Network Models and Information Diffusion

Abstract

The study of networks in such diverse areas as biology, technology, and social sciences has given rise to the interdisciplinary field of network science. Many real-world networks exhibit strongly connected communities and a degree distribution that follows a power law. This thesis explores these two topics - community structure and power law distributions - as they relate to network models and the diffusion of information on networks.
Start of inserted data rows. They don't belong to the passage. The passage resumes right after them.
PR #11397, opened 2021-07-14
fix(lsp): support data urls in `deno.importMap` option

### LINKED ISSUE #11392: lsp: importMap doesn't suppport data urls
### test

**Describe the bug**
In deno, the `--import-map` argument allows data urls like `--import-map="data:application/json;utf8,{ \"imports\": {...}}"`. But looks like the vscode plugin only allows local files.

We first consider the generation of heavy-tailed distributions in stochastic processes. We give a system of stochastic differential equations in which processes grow at an exponential rate, but are reset at exponentially distributed times. We show that this system has a stationary solution which is regularly varying. It is known that networks with a power law degree distribution are produced under the preferential attachment model, where edges are attached with preference to nodes of high degree. We analyze the effect of community structure on the degree distribution of a community-aware preferential attachment model. We also consider a generative network model where the metric for edge formation is not degree but the number of common neighbors. We further study the effect of community structure on information diffusion in networks. Under the Susceptible-Infected-Susceptible model, we show that the epidemic threshold of a network is closely related to the epidemic threshold of its strongest community. We consider the lifetime of an infection on a growing preferential attachment network and show that the lifetime distribution has heavier tails on the growing network than on static networks.